Он опять заулыбался. Такая славная улыбка. Радостный, взволнованный. Сияют глаза.
— Фокусник из меня, конечно, никудышный, — продолжала я, — зато я знаю, что зрителям ни в коем случае нельзя заранее рассказывать, что сейчас будет. Если не выйдет — можно сделать вид, что так и было задумано. Смотри. — Я сняла с чайника крышку, схватила чайник и быстро плеснула чаю ему в лицо. Брызги попали мне на руки, но я ничего не почувствовала. Моррис взвыл, как зверь. Я метнулась к утюгу, схватила его обеими руками. Единственный шанс никак нельзя было упустить. Моррис закрывал лицо ладонями. Я вскинула утюг и изо всех сил ударила его по правому колену. Послышался тошнотворный треск и еще один вопль. Моррис боком сполз со стула. Что теперь? Я вспомнила про снимок. От ярости я раскалилась, как кочерга только что из камина. Мне на глаза попалась его левая щиколотка. И я ударила по ней утюгом. Опять треск. Вой. Моррис схватил меня за брючину. Я снова вскинула утюг, но он уже разжал пальцы.
Я отошла в другой угол комнаты. Он лежал на полу, корчась и скуля. На лице появился зловещий багровый ожог.

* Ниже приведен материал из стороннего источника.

PR #408, opened 2023-03-23
Fix pylint errors

bgunnar5:
This branch fixes almost all of the pylint errors we were seeing from the merlin/ and tests/ directories. I had to update the setup.cfg file to include some global disable flags for pylint.


lucpeterson (approved):
My only question is what was the logic for ignoring vs fixing errors? Perhaps make a note in the changelog, because many of them are “ignored” not “fixed” per se. A note in the changelog could help document what tech debt has been addressed / left for later

koning (approved):

bgunnar5:
I went back through this PR and cleaned up some additional pylint errors since I wasn't very consistent on when I fixed problems vs disabled them in my first run through. I added comments on some of the pylint errors I disabled and also added more info about pylint to the CHANGELOG.

The biggest changes you'll see are in `batch.py` but I think it makes the code easier to follow and easier to update going forward.

koning:
I think the batch.py refactor should be in a separate PR. This PR should be for pylint changes.

bgunnar5:
@lucpeterson it's test 14 in the local test suite that's failing here for some reason. It runs just fine locally for me so I'm trying to debug at the moment. Maybe I'll just change this PR to a draft until it's fully ready.

bgunnar5:
Ok I just removed the batch refactor from this branch so as long as these tests pass (they should) then this branch should be ready to merge.

koning (approved):

PR #409, opened 2023-03-23
Refactor query-workers

bgunnar5:
This branch was created based on a suggestion by Dylan Cliche. It adds 3 flags to `query-workers` that follow similar logic to `stop-workers`:
1. `--queues`: enables users to provide certain queues to query workers from
2. `--spec`: enables users to query workers from certain spec files
3. `--workers`: enables users to query workers by worker name (or regex)

Additionally, the output of this command has been changed from logging the worker names that are found to printing a table of workers and their associated queues.

### DIFF
--- a/merlin/study/celeryadapter.py
+++ b/merlin/study/celeryadapter.py
@@ -39,7 +39,7 @@ import time
 from contextlib import suppress
 
 from merlin.study.batch import batch_check_parallel, batch_worker_launch
-from merlin.utils import check_machines, get_procs, get_yaml_var, is_running, regex_list_filter
+from merlin.utils import apply_list_of_regex, check_machines, get_procs, get_yaml_var, is_running
 
 
 LOG = logging.getLogger(__name__)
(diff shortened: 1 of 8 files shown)


merlin/study/celeryadapter.py
```diff
@@ -407,9 +524,8 @@ def verify_args(spec, worker_args, worker_name, overlap, disable_logs=False):
         nhash = ""
         if overlap:
             nhash = time.strftime("%Y%m%d-%H%M%S")
-        # TODO: Once flux fixes their bug, change this back to %h
         # %h in Celery is short for hostname including domain name
-        worker_args += f" -n {worker_name}{nhash}.%%h"
+        worker_args += f" -n {worker_name}{nhash}.%h"
```
lucpeterson, line 528: Don’t change this until we’ve confirmed it works

merlin/study/celeryadapter.py
```diff
@@ -488,7 +604,6 @@ def stop_celery_workers(queues=None, spec_worker_names=None, worker_regex=None):
 
     """
     from merlin.celery import app  # pylint: disable=C0415
-    from merlin.config.configfile import CONFIG  # pylint: disable=C0415
```
lucpeterson, line 491: I think moving this early is what broke the tests

merlin/study/celeryadapter.py
bgunnar5: I tried it out with the flux_par example and it seemed to work. I can switch it back for now though.

merlin/study/celeryadapter.py
bgunnar5: I think you're right. I just encountered the same issue with the pylint-errors branch

bgunnar5:
For documentation purposes: @lucpeterson is on vacation atm but he approved this merge.

PR #411, opened 2023-03-29
refactor/batch

bgunnar5:
This branch refactors the batch.py file to separate functionality in a more organized fashion and condense similar code. These changes will make maintaining/updating this file easier in the future.


koning:
This code refactors the worker launch, so it can easily be tested using string comparison of the command with the --echo argument. The fake executables are already setup to mimic the various schedulers and have tests. Just need to add a fake jsrun for lsf to test all paths.

bgunnar5:
This should be good to merge now. It says the changelog isn't updated but I accidentally left the stuff related to the batch refactor in there when I merged the pylint fixes so that can be ignored.

bgunnar5:
@koning Ok I'll look into that

bgunnar5:
For documentation purposes I'm leaving this comment here: @lucpeterson and I discussed the issue with walltime that @koning mentioned above and determined it'd be best to put it on another branch so I'm merging this branch now (with Luc's permission).

Issue #412, opened 2023-03-30
Walltime in Batch Block


bgunnar5:
## Bug Report

**Describe the bug**
When you define a walltime in the batch block, if it's over 10 hours yaml converts it from HMS format to seconds. For example, `walltime: 10:00:00` is converted to `walltime: 36000`.

**To Reproduce**
1. Place `walltime: 10:00:00` or a larger walltime in the batch block of a spec file (does not matter the type this happens for flux, slurm, etc.)
2. Run `merlin run-workers <spec file> --echo`
3. Investigate the resulting output command and see the incorrect walltime

**Expected behavior**
Defining `walltime: 10:00:00` or greater should stay in the HMS format until it needs to be converted on a scheduler by scheduler basis.

**Additional context**
@lucpeterson sent me [this stack overflow solution](https://stackoverflow.com/a/37958106) which would be a good idea to try. We also need to add a test for this which might even be as simple as adding an extra condition to some existing tests (look at test ids 11-18 in the integration test suite I think).

bgunnar5:
I've been playing around with a fix for this issue by messing with PyYAML's implicit resolvers based on [the stack overflow solution](https://stackoverflow.com/a/37958106) from above. It turns out it's not the timestamp implicit resolver that's converting something like `10:00:00` to `36000`, instead it's the int implicit resolver. When I remove the int implicit resolver it fixes the walltime issue but causes issues elsewhere when loading the yaml for values that _are_ actually ints. So unless we want to go through and manually convert all of these values to ints (I would rather not do this) then this option doesn't seem reasonable.

I've also tried creating my own implicit resolvers for walltime but since the colon character is special in yaml files, it's seemingly impossible to create a regex that finds a match to the `HH:MM:SS` format. This option might work if we parse the yaml file first and convert the colons here to semi-colons (i.e. `HH;MM;SS`) and then use an implicit resolver on that, but not sure if that's the best idea either.

I did find a hacky solution that works by adding:
```
    walltime_match = re.search(r"(?:(?:([0-9][0-9]|2[0-3]):)?([0-5][0-9]):)?([0-5][0-9])", obj)
    if walltime_match:
        obj = f'"{obj}"'
```

To the end of the `_process_string` method in the MerlinSpec class.

Not sure what the best option is here.

bgunnar5:
Ok so disregarding messing with PyYAML I've now found two sort of hacky solutions.

1. Adding the following code to the end of `_process_string` in the `MerlinSpec` class:
[...]

PR #414, opened 2023-04-03
bugfix/walltime-conversion

bgunnar5:
This is still a draft but it's a start to a solution for #412. In the comments on that issue I came up with two solutions and I'm using the one I think is best. I'm open to feedback and willing to change this if we think there's a better solution.

This is most likely an issue that I'll revisit in the future since @jwhite242 and I have talked about creating a one-size-fits all walltime value in Maestro at some point.


koning:
The flux calls need a different time format, should have tests for slurm, flux and pbs for worker alloc as well as run:

flux:
      -t, --time-limit=FSD
              Set a time limit for the job in Flux standard duration (RFC 23).
              FSD is a floating point number with  a  single  character  units
              suffix  ("s", "m", "h", or "d"). If unspecified, the job is sub-
              ject to the system default time limit.

slurm:
      -t, --time=<time>
              Set a limit on the total run time of the job allocation.  If the
              requested time limit exceeds the partition's time limit, the job
              will  be  left  in a PENDING state (possibly indefinitely).  The
              default time limit is the partition's default time limit.   When
              the  time  limit  is reached, each task in each job step is sent
              SIGTERM followed by SIGKILL.  The interval  between  signals  is
              specified  by  the  Slurm configuration parameter KillWait.  The
              OverTimeLimit configuration parameter may permit the job to  run
              longer than scheduled.  Time resolution is one minute and second
              values are rounded up to the next minute.

              A time limit of zero requests that no  time  limit  be  imposed.
              Acceptable  time  formats  include "minutes", "minutes:seconds",
              "hours:minutes:seconds", "days-hours", "days-hours:minutes"  and
              "days-hours:minutes:seconds".

pbs:
    qsub -l walltime=<hours:minutes:seconds> script

koning:
Yes, that function is used in the scriptadapter but not the batch alloc yet.

bgunnar5:
Whoops I somehow didn't see that the `convert_timestring` function took in ints, I'll try switching to that.

Should we just ignore the walltime value if lsf is the scheduler since it doesn't seem to have a walltime flag? I did a little digging and they do have a walltime flag (-W) for bmod but not one for jsrun that I can find.

koning:
I think your original plan to keep the string in the resulting yaml is a good one. We can just use convert_timestring internally. I don't think jsrun has a walltime flag either. On LSF you really need the bsub/jsrun combo. So the ultimate solution will be to emit a bsub script with the jsrun launch.

bgunnar5:
I have a feeling that's going to require a lot of changes so maybe we hold off on that in this PR?

koning:
Yes, that is a future improvement and a low priority.

PR #425, opened 2023-05-24
Bugfix/filename-special-vars

### LINKED ISSUE #423: [BUG] MERLIN_SPEC variables are not working properly
## Bug Report

**Describe the bug**
`$(MERLIN_SPEC_ORIGINAL_TEMPLATE)`, `$(MERLIN_SPEC_EXECUTED_RUN)`, and `$(MERLIN_SPEC_ARCHIVED_COPY)` do not rename the specification's filename with extension `.orig.yaml`, `.partial.yaml`, or `.expanded.yaml` respectively. Instead, it is using the `name:` given in the `description:` block within the specification file.

**To Reproduce**
In any workflow change the name in the description block to not be the filename of the specification file and type `echo <any of the Merlin variables given above>` in any of the workflow's steps.

**Expected behavior**
In the output file for the step that contained the echo command, it should contain `<spec filename>.<orig or partial or expanded>.yaml`.

**Please answer these questions to help us pinpoint the problem**
- Does the problem occur in `merlin run --local` mode, distributed or neither? **Both**
- On what machines/architectures are you running merlin? Is this bug on a specific machine or can you reproduce it elsewhere? **Haven't tried**

**Please run `merlin info` and paste the results here:**

Merlin Configuration
-------------------------

 config_file        | /g/g15/cliche1/.merlin/app.yaml
 is_debug           | False
 merlin_home        | /g/g15/cliche1/.merlin
 merlin_home_exists | True
 broker server      | amqps://cliche1:******@rzrabbit.llnl.gov:5671/cliche1
 broker ssl         | True
 results server     | redis://mlsi:******@rzrabbit.llnl.gov:6379/0
 results ssl        | False

Checking server connections:
----------------------------
broker server connection: OK
results server connection: OK

bgunnar5:
This branch fixes #423 in which the .orig, .partial, and .expanded yaml copies in the merlin-info subdirectory were being named after the study rather than after the name of the spec file. This branch also adds unit tests for this issue and modifies 3 integration tests to accommodate this fix.


koning (approved):

merlin/study/study.py
```diff
@@ -413,23 +415,21 @@ def expanded_spec(self):
...
         # write original spec for provenance
-        result = MerlinSpec.load_spec_from_string(result.dump())
-        result.path = expanded_filepath
-        name = result.description["name"].replace(" ", "_")
-        self.write_original_spec(name)
+        self.write_original_spec()
 
         # write partially-expanded spec for provenance
         partial_spec = deepcopy(self.original_spec)
+        result = MerlinSpec.load_spec_from_string(result.dump())
```
lucpeterson, line 426: what are these lines doing?

lucpeterson (approved):
minor comments; fix and go!

merlin/study/study.py
bgunnar5: I didn't write these lines myself, I just copied them from the existing code and moved them down to organize the code better. It looks like before this line, result is building the entire expanded spec and then creating a MerlinSpec object from all the info loaded in. I'm not sure why it's necessary to create an entirely new MerlinSpec object here if result is already a MerlinSpec object... I'll try removing this and see if it impacts the partial spec creation at all

bgunnar5: After commenting them out, the partial yaml file is still outputting the same information so I don't think these lines are necessary. I'm removing them

bgunnar5: oop I lied, setting the path of the result is necessary for testing so I'm putting that line back in there

PR #426, opened 2023-06-15
bugfix/openfoam_singularity_issues

bgunnar5:
Fixed a bug where the openfoam singularity example was unable to be found due to an incorrect filename. I also updated the scikit requirement version in the requirements.txt of this example to eliminate a setup error.


koning:
I think the requirements in the other openfoam examples need to be updated as well.

merlin/examples/workflows/openfoam_wf_singularity/requirements.txt
```diff
@@ -1,3 +1,3 @@
 Ofpp==0.11
-scikit-learn==0.21.3
```
koning, line 2: This can just be >=0.21.3 to capture the old behavior.

bgunnar5:
I'm seeing some strange behavior at the moment: 
I tried running the openfoam_wf example with the updated requirement for scikit-learn set to >=0.21.3. This caused the setup step to crash again but then the sim runs step proceeded to execute. The sim runs step stalled once each worker pulled a sample to execute so I then stopped the workers and purged the queues. After that, I tried another run with the scikit-learn set to >=1.0.2 to see if that fixed the issue, but when I ran my workers again they started executing those same stalled steps from the last workflow run and ended up stalling again.

I'm not sure why this is happening considering I stopped the workers _and_ purged the queues... I would expect those stalled tasks to be purged and not in the celery queue to be executed again.

merlin/examples/workflows/openfoam_wf_singularity/requirements.txt
koning: Does this need to be changed in the other openfoam examples as well?

bgunnar5: I think so. I just tried this again and it seems to work fine now. Not sure why/how I was seeing the strange behavior I mentioned below... I'll get the requirements files changed so we can get this merged.

koning:
The openfoam_wf is the one with docker and the one in openfoam_wf_no_docker is for a local openfoam install. I see files on that dir in the repo.

For the task issue, two possibilities to check are that the workers were not fully stopped before you purged, or you may have (non-executing ) workers pulling from the same queues (default queue) elsewhere on the systems.

merlin/examples/workflows/openfoam_wf_singularity/requirements.txt
bgunnar5: > This can just be >=0.21.3 to capture the old behavior.

@koning I've been thinking about this more and since the setup error was happening in v0.21.3 I'm not sure if we should keep the = sign here in the requirements file. In other words I think the version has to be newer than 0.21.3 in order to avoid the setup error we were seeing

koning: OK, just trying to keep the other installs consistent. If the setup is the issue, then it should be updated.

koning (approved):

PR #427, opened 2023-06-27
feature/pdf-docs

bgunnar5:
Added auto pdf creations on each docs build. Users can download this pdf through the dropdown menu in the docs.


bgunnar5:
@doutriaux1 Do you mean adding a similar feature to the weave_ci docs or is there already a pdf for those that you want me to link to?

doutriaux1:
> @doutriaux1 Do you mean adding a similar feature to the weave_ci docs or is there already a pdf for those that you want me to link to?

I meant in the weave_ci docs where we point to the merlin docs, we should add a link to the generated pdf.

But now that you mention it it might be a good idea to add this to the whole weave_ci as well. Not sure what the pdf would look like though.

koning (approved):

.readthedocs.yaml
```diff
@@ -11,3 +11,5 @@ sphinx:
 python:
   install:
     - requirements: docs/requirements.txt
+
+formats: [pdf]
```
koning, line 15: Do you need html here also or will readthedocs build the html target?

bgunnar5: Readthedocs will build the html target by default, this is just for additional formats you wish to build. You can see the other formats [here](https://docs.readthedocs.io/en/stable/config-file/v2.html#formats).

PR #1255, opened 2024-05-10
Dockerize Tracksight

Lucien950:
### Changelist 
moved the front and backend to be brought up via a docker container

### Testing Done
launched on different devices/OS systems 

### Resolved Tickets
n/a


forbesashli (approved):
thanks for the help and doing this, we really appreciate it. It looks great!

PR #1259, opened 2024-05-19
LittleFS Python Nav Support

Lucien950:
### Changelist 

- Added a dependency to Pipenv
- Added script from Jiajun from littlefs-python github repo


Jiajun-Huang (approved):
Looks good

PR #1264, opened 2024-05-19
Quick Heartbeat Rework

liam-ilan:
### Changelist 
- See second diagram on confluence on the heartbeat monitor docs; RSM will no longer shut down car, some connections turned into warnings.
image

### Testing Done
- None


can_bus/quadruna/BMS/BMS_alerts.json
```diff
@@ -35,17 +35,17 @@
         "RxOverflow" : {
             "id" :108,
             "description" : "Example"
+        },
+        "MissingRSMHeartbeat":{
+            "id" :152,
```
gtaharaedmonds, line 40: Should update the ID to match: 152 -> 108

can_bus/quadruna/BMS/BMS_alerts.json
```diff
@@ -35,17 +35,17 @@
...
+            "description" : "Example"
         }
     },
     "faults": {
         "MissingVCHeartbeat":{
             "id" :151,
             "description" : "Example"
         },
```
gtaharaedmonds, line 48: Doesn't look like the BMS needs to check the VC or the RSM heartbeat. It doesn't use any signals from either board anywhere, so I think we can just delete these checks. What do you think? @liam-ilan @Lucien950

can_bus/quadruna/CRIT/CRIT_alerts.json
```diff
@@ -54,5 +48,11 @@
...
             "description" : "Example"
         }
-}
+    },
+    "faults": {
+        "MissingBMSHeartbeat": {
+            "id" :251,
+            "description" : "Example"
+        }
+    }
```
gtaharaedmonds, line 57: What's the justification for leaving the BMS missing heartbeat a fault and moving the rest to warnings? Not against it, just wanna make sure there is a good reason

gtaharaedmonds (changes requested):
Had a few questions/concerns about specific transitions, but these are definitely steps in the right direction. Nice.

gtaharaedmonds:
Fixed in https://github.com/UBCFormulaElectric/Consolidated-Firmware/pull/1282
So closing this one.

PR #1268, opened 2024-05-21
CAN logging with logfs

gtaharaedmonds:
### Changelist 

Change the VC from using littlefs for CAN message logging to logfs. Tested on the VC and was seeing 5-10% CPU load while logging the entire CAN bus. Still needs more reliability testing but results looked promising so far.

### Testing Done

Basic testing with the car on jacks. Nothing broke obviously, but still needs more testing.


Jiajun-Huang (approved):
Looks good!!

PR #1269, opened 2024-05-21
Consolidate BMS CAN Messages

will-chaba:
### Changelist 

Consolidate BMS CAN Messages, including the deletion of un-used debugging messages to reduce bus load and ease burden on data logging

- Combined signals where possible
- Reduced cycle time where possible

### Testing Done

- Existing unit tests updated to match new signals


can_bus/quadruna/BMS/BMS_tx.json
```diff
@@ -259,7 +252,7 @@
         "description": "BMS Tractive System Data",
         "signals": {
             "TractiveSystemVoltage": {
-                "resolution": 0.0001,
+                "resolution": 0.01,
```
will-chaba, line 255: our voltage sense is not accurate enough to warrant this resolution

can_bus/quadruna/BMS/BMS_tx.json
```diff
@@ -271,82 +264,19 @@
...
             "AvailablePower": {
-                "resolution": 0.1,
+                "resolution": 1,
                 "min": 0,
                 "max": 100000,
                 "unit": "W"
             }
         }
     },
-    "AuxThermistors": {
```
will-chaba, line 307: these are not currently installed, can be added back later for future testing

firmware/quadruna/BMS/src/app/app_thermistors.c
```diff
@@ -28,10 +28,11 @@ void app_thermistors_updateAuxThermistorTemps()
...
-    app_canTx_BMS_ThermTemp3_set(therm_temps[3]);
-    app_canTx_BMS_ThermTemp4_set(therm_temps[4]);
-    app_canTx_BMS_ThermTemp5_set(therm_temps[5]);
+    // Re-enable if aux thermistors installed 
+    // app_canTx_BMS_ThermTemp0_set(therm_temps[0]);
+    // app_canTx_BMS_ThermTemp1_set(therm_temps[1]);
+    // app_canTx_BMS_ThermTemp2_set(therm_temps[2]);
+    // app_canTx_BMS_ThermTemp3_set(therm_temps[3]);
+    // app_canTx_BMS_ThermTemp4_set(therm_temps[4]);
+    // app_canTx_BMS_ThermTemp5_set(therm_temps[5]);
```
will-chaba, line 37: Aux Thermistors not currently installed, no sense loading the CAN bus with their messages

gtaharaedmonds: You should delete them from the JSON instead, commenting out the setters doesn't disable them from the bus. They'll just be transmitted with their start value (probably all zeros).

scripts/canup
gtaharaedmonds, line 1: Was this on purpose?

gtaharaedmonds (changes requested):
Yeep this is definitely an improvement

Lucien950 (approved):
i am happy when gus is happy

scripts/canup
will-chaba: No definitely not, will revert

firmware/quadruna/BMS/src/app/app_thermistors.c
will-chaba: Ah okay gotcha. Will do.

gtaharaedmonds (approved):
yeep

PR #1063, opened 2023-11-02
Refactor BMS

gtaharaedmonds:
### Summary

Refactor the BMS to be more in line with the new coding structure (like we have on the DIM)

### Changelist 

BMS app and IO layer follows the new structure.

### Testing Done

Tested while accumulator was partly dissasembled, things not yet tested include:
- Charging
- Spin Wheels
- TS Voltage Sense
- TS Current Sense
- Pre-Charge

BMS code has been modified to not allow it to enter Precharge state for any reason.

### Checklist
*Please change `[ ]` to `[x]` when you are ready.*
- [x] I have read and followed the code conventions detailed in [README.md](../README.md) (*This will save time for both you and the reviewer!*).
- [x] If this pull request is longer then **500** lines, I have provided *explicit* justification in the summary above explaining why I *cannot* break this up into multiple pull requests (*Small PR's are faster and less painful for everyone involved!*).

PR #1270, opened 2024-05-21
Update Fakegen README based on changes from #1063

will-chaba:
### Changelist 

Update fakegen README with details about return value overrides and callback functions


gtaharaedmonds (approved):
LGTM

PR #1271, opened 2024-05-22
Unpacking CAN frames with JSONCAN in Python

gtaharaedmonds:
### Changelist 

Add the ability to unpack raw CAN frames to signal values in JSONCAN Python. This can be used with telemetry to decode received packets, or used to pull logged frames from the SD card.

### Testing Done

Was able to successfully decode CAN frames logged to the SD card, and got expected values.


forbesashli (approved):
tis fine

PR #1273, opened 2024-05-22
Specify data capture times for SD card and wireless telem in JSONCAN

gtaharaedmonds:
### Changelist 

Add the ability to specify the data capture rate for both SD card logging and wireless telemetry. The schema is as follows:
```json
"<msg name>": {
    <other signals omitted>
    "data_capture": {
        "log_cycle_time": 1000,
        "telem_cycle_time": 1000
     }
}
```

`log_cycle_time` is the cycle time at which the message will be logged to the SD card. If `null`, this message will not be logged. This signal can be omitted and the normal message cycle time will be used instead.

`telem_cycle_time` is the cycle time at which the message will be transmitted via wireless telemetry. If `null`, this message will not be sent. This signal can be omitted and the normal message cycle time will be used instead.

### Testing Done

TODO


Lucien950:
Winning

Lucien950 (approved):
Winning Fr

PR #1274, opened 2024-05-22
Reenable watchdogs on Quadruna

gtaharaedmonds:
### Changelist 

Re-enable all watchdogs on Quadruna.

### Testing Done

Works on VC, but still need to test the rest.


Lucien950 (approved):
Tested and rested

PR #1280, opened 2024-05-23
Tracksight Backend Influx Refactor

Lucien950:
### Changelist 

Does what it says on the tin


software/tracksight/backend/app/process/flask_apps/http_app.py
```diff
@@ -2,75 +2,75 @@
...
-    :returns JSON-ified data response.
-    """
-    response = jsonify(data)
-    response.headers.add("Access-Control-Allow-Origin", "*")
-    return response
-
-
 @app.route("/")
-def hello_world() -> str:
+def hello_world():
```
gtaharaedmonds, line 14: smh why'd you delete my types

Lucien950: merge conflict :( also they don't return responses, they return dictionaries now

PR #1282, opened 2024-05-26
Simplify heartbeats + annotate alerts

gtaharaedmonds:
### Changelist 

A few changes that should make driving less fragile.

1. Changed the heartbeat dependency graph. Now, board A only checks the heartbeat of board B if A uses a signal from board B. There currently are a few instances of boards checking other boards' heartbeats, but then not actually using signals from them. In my mind this is unnecessary and could only lead to unnecessary faults down the line. (check me on this!). This for example means the FSM checks no other boards heartbeats.

2. Moved various faults on the VC related to the LV battery and currents to warnings. If `AccumulatorRailOvercurrentFault` and `BatteryRailOvercurrentFault` is set, we'd probably see total loss of the LV bus, so no need to just exit drive state. If just one is set, there is no immediate reason to stop driving. If there is a `LvChargeFault` or `BoostControllerFault`, there is also no need to exit drive state (we'd probably only notice the consequences of the failure on the next power cycle). By making these faults instead of warnings we reduce the chances of spurious shutdowns.

3. Added descriptions for all alerts.

### Testing Done

Unit testing only.


can_bus/quadruna/RSM/RSM_alerts.json
```diff
@@ -82,6 +82,10 @@
             "id": 452,
             "description": "VC Missing Heart beat"
         },
+        "MissingBMSHeartbeat": {
+            "id": 452,
+            "description": "BMS Missing Heart beat"
```
will-chaba, line 87: nit
```suggestion
            "description": "BMS Missing Heartbeat"
```

firmware/quadruna/FSM/src/app/app_mainState.c
```diff
@@ -11,30 +11,18 @@
 #include "app_suspension.h"
 #include "app_loadCell.h"
 #include "app_shdnLoop.h"
-#include "app_heartbeatMonitor.h"
 
 void mainStateRunOnTick100Hz(void)
 {
+    app_canTx_FSM_Heartbeat_set(true);
```
will-chaba, line 17: I'm a bit confused what's going on here. Do any boards consume the FSM heartbeat? if not why not remove the messages altogether?

firmware/quadruna/VC/test/test_vcBaseStateMachineTest.h
```diff
@@ -110,14 +110,14 @@ class VcBaseStateMachineTest : public BaseStateMachineTest
     // config for heartbeat monitor (can funcs and flags)
     // VC relies on FSM, RSM, BMS, CRIT
```
will-chaba, line 111: Update this

firmware/quadruna/VC/test/test_vcBaseStateMachineTest.h
```diff
@@ -110,14 +110,14 @@ class VcBaseStateMachineTest : public BaseStateMachineTest
...
     bool heartbeatMonitorChecklist[HEARTBEAT_BOARD_COUNT] = {
-        [BMS_HEARTBEAT_BOARD] = true, [VC_HEARTBEAT_BOARD] = false,  [RSM_HEARTBEAT_BOARD] = true,
+        [BMS_HEARTBEAT_BOARD] = true, [VC_HEARTBEAT_BOARD] = false,  [RSM_HEARTBEAT_BOARD] = false,
```
will-chaba, line 113: It was my understanding that the RSM was required as it had the coolant sensors to check for over-heating conditions, and if it drops off we may not shutdown due to overtemp condition

will-chaba (commented):
Looks good, but think the VC should still depend on RSM to be able to shutdown due to over-heating

firmware/quadruna/FSM/src/app/app_mainState.c
gtaharaedmonds: Yes, the VC does for accelerator pedals and brakes.

firmware/quadruna/VC/test/test_vcBaseStateMachineTest.h
gtaharaedmonds: this is still true

firmware/quadruna/VC/test/test_vcBaseStateMachineTest.h
gtaharaedmonds: good call, will fix this.

will-chaba (approved):

PR #1283, opened 2024-05-27
BMS Watchdog Fix

will-chaba:
### Changelist 

Watchdog for 1kHz task timing out due to status being checked before ever getting checked in. Added check-in during initialization to fix. 

Fix applied to all watchdogs.

### Testing Done

BMS now able to initialize without faulting


gtaharaedmonds (approved):
LGTM

Issue #871, opened 2018-09-28
setasign/fpdi: 1.6.* not compatible with PHP 7.2


azbatuk:
One of mPDF's dependencies, "setasign/fpdi": "1.6.*", is using a PHP function, "each()", that has been deprecated from PHP 7.2. The latest version of fpdi is 2.1.0. Would it be possible to use the latest "setasign/fpdi" by simply replacing the version number in the composer.json with "2.1" ? If not, what other solution may we have ?

I am using mPDF 7.1.5 and PHP 7.2 running on Ubuntu 18.04.

Thanks

finwe:
There already is a feature request for fpdi 2.x support. AFAIK major versions of fpdi are not compatible, so direct replacement is not possible.

Can you please share a simple code example demonstrating this behaviour on PHP 7.2?

JanSlabon:
2.x support is still on our list and this issue gives it more priority. I guess we'll do this within the next 2-3 weeks (due to holidays over here).

do-while:
+1

finwe:
Closing in favor of #578

PR #878, opened 2018-10-04
Allow use of setasign/fpdi greater than 1.6

donalturrentine:
composer.json is set to require setasign/fpdi 1.6.*, this would allow it to use a minimum of 1.6 and allow newer. Needed for compatibility with PHP7

### DIFF
--- a/composer.json
+++ b/composer.json
@@ -37,7 +37,7 @@
 		"ext-mbstring": "*",
 
 		"psr/log": "^1.0",
-		"setasign/fpdi": "1.6.*",
+		"setasign/fpdi": "^1.6",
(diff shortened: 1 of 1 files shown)


finwe:
There is no point in this change. 1.x branch of FPDI ends with 1.6.2 version, upgrade to 2.x branch is on the way https://github.com/mpdf/mpdf/issues/578

donalturrentine:
> There is no point in this change. 1.x branch of FPDI ends with 1.6.2 version, upgrade to 2.x branch is on the way #578

Thanks, that will work! What is the timeline for 2.x?

finwe:
There is none. Hope setasign will have time to look into this https://github.com/mpdf/mpdf/issues/871#issuecomment-425846450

— Если сдвинешься хоть на дюйм, — предупредила я, — я переломаю тебе все кости. А ты знаешь, я могу. Я видела снимки. Видела, что ты сделал с Дженни.
Я попятилась, не сводя с него глаз. Быстро огляделась, нашла телефон. С утюгом в руке, шнур которого волочился по полу, я набрала номер.
Глава 22
Положив трубку, я замерла в самом дальнем углу от Морриса. Он все еще стонал и всхлипывал. Может, собирается с силами, чтобы вскочить и наброситься на меня? Ударить еще раз? Попробовать проскочить к двери? Меня не держали ноги. Я ничего не могла поделать. Вдруг меня охватила дрожь. Я прислонилась к стене, чтобы не упасть.
Я заметила, что он ползет — сначала робко, потом все увереннее. Он подтягивался на руках, постанывал. Нет, он не встанет. Обе ноги перебиты. Ему осталось только ползать, скуля от боли. Он прислонился к книжному шкафу, приподнялся повыше и вывернул шею, глядя на меня. Лицо сильно обожжено, особенно щеки и лоб. Один глаз почти закрылся. Изо рта вытекала слюна, скапливалась на подбородке. Он закашлялся.
— Что ты натворила?
Я молчала.
— Ты ничего не понимаешь. Я не виноват.
Я покрепче сжала утюг.
— Только шевельнись — и я тебе голову разобью.
Он попытался сменить позу и вскрикнул.
— Господи, как больно! — простонал он.
— Зачем ты это сделал? У нее были дети. Она тебе мешала?
— Ты спятила! Я ни в чем не виноват, клянусь, Надя! Тебе же сказали. Когда убили Зою, я был за сотню миль от города.
— Знаю, — кивнула я.
— Что?
— Зою ты не убивал. Хотел, но не стал. Зато прикончил Дженни.
— Клянусь, это ошибка, — повторял он. — Господи, что ты сделала с моим лицом? Зачем?